Nor did the district court abuse its discretion by failing to admit photographs taken of the home of Gonzalez’s parents. These depicted the scene ten months after the time period in question, so that then-purported relevance depended entirely on the testimony of Gonzalez’s mother; the photos were more illustrations of her testimony than of the way the scene looked at the pertinent time. As they were essentially cumulative to that testimony, the district court did not abuse its discretion in determining the photos to be irrelevant.

Finally, the district court did not err in refusing Gonzalez’s proposed jury instruction. In § 924(a)(1), “the term ‘knowingly’ merely requires proof of knowledge of the facts that constitute the offense.” Bryan v. United States, 524 U.S. 184, 193, 118 S.Ct. 1939, 141 L.Ed.2d 197 (1998); see also Dixon v.

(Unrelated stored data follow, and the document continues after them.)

PR #1510, opened 2024-09-11
Fix: [dev-9117] url param and multi select

joshlacey:
## Testing Steps

testing instructions are in the ticket

## Self Review

### DIFF
--- a/packages/core/helpers/gatherQueryParams.ts
+++ b/packages/core/helpers/gatherQueryParams.ts
@@ -1,5 +1,11 @@
 import _ from 'lodash'
 
+const isNumber = (value: string) => {
+  const hasLetters = value.match(/[a-zA-Z]/)
+  if (hasLetters) return false
+  return !isNaN(parseInt(value))
+}
+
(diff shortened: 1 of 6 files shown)


packages/core/helpers/gatherQueryParams.ts
```diff
@@ -1,13 +1,19 @@
 import _ from 'lodash'
 
+const isNumber = (value: string) => {
```
adamdoe, line 3: This looks good! I think early on in the project we discussed adding helpers for strings, dates, numbers, etc in this location. `packages/core/helpers/cove/number.js` I'll leave that up to you though.

adamdoe (approved):

packages/core/helpers/gatherQueryParams.ts
joshlacey: This check is something that's really kinda specific to the query parameters and I don't have the confidence that it should be used in all scenarios. I'd make it a helper otherwise.

PR #1518, opened 2024-09-13
[DEV-9171] feat: Extend US Geography

Mgetz10:
**Ticket:** [DEV-9171](https://websupport-cdc.msappproxy.net/browse/DEV-9171)

## Notes
For now I am treating territories as "states" because I have seen a couple data stories that include territories listed in the states dropdown.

United States, — U.S. —, 126 S.Ct. 2437, 2441,165 L.Ed.2d 299 (2006). Although Gonzalez argues that the Government’s theory suggested that he harbored an intent to deceive, this cannot alter the elements of the crime; there was no need to instruct the jury on an “intent to deceive” requirement not present in the statute.

AFFIRMED.

This disposition is not appropriate for publication and is not precedent except as provided by 9th Cir. R. 36-3.